The latter category includes a set of nonprofit groups that advocate for the sanctity of the Constitution or for religious causes, including the National Legal Foundation, the Center for Law & Religious Freedom, and the Eagle Forum Education & Legal Defense Fund.

One party familiar to observers in higher education, the Center for Individual Rights, which brought the affirmative action admissions cases against the University of Michigan, filed an amicus brief on behalf of students from 45 law schools as well as several military veterans. The center describes its interest in the case as "furthering academic freedom on law school campuses, and halting the imposition by law school administrations and faculty of what they believe to be politically correct views on each and every student, who should have the academic freedom to decide for themselves what they wish to hear and accept."

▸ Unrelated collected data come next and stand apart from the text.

PR #335, opened 2020-01-09
Expect a table name that uses schema emulation

greg0ire:
We use SQLite in tests, and that platform does not support schemas.

### DIFF
--- a/composer.json
+++ b/composer.json
@@ -13,7 +13,7 @@
         "doctrine/common": "~2.2"
     },
     "require-dev": {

CIR argues: "In an edict reminiscent of double-think in Orwell’s 1984, the decision below asserts that it is enforcing academic freedom by preventing all students -- the primary beneficiaries of academic freedom -- from exercising their First Amendment right to listen, on campus, to the message of the military."

Among the other groups siding with the government, and the major thrust of their arguments, are:

  • A coalition of 32 professors and 57 students at more than two dozen law schools, who argue that if the appeals court's decision stands, these and other "law students will be deprived of opportunities to acquire first-hand information from military recruiters about potential careers in the armed forces."
  • The attorneys general in 11 states -- Alabama, Colorado, Delaware, Florida, Indiana, Kansas, Michigan, South Dakota, Texas, Utah and West Virginia -- who contend that the Third Circuit's holding that requirements placed on the receipt of higher education funds can violate the First Amendment could undermine a broad array of state laws that apply conditions to college funding.
  • The Claremont Institute Center for Constitutional Jurisprudence, which takes the unorthodox position that federal funding of higher education is constitutional only because of laws like the Solomon amendment that link such funds to the original purpose, designated by Congress centuries ago, of educating potential soldiers.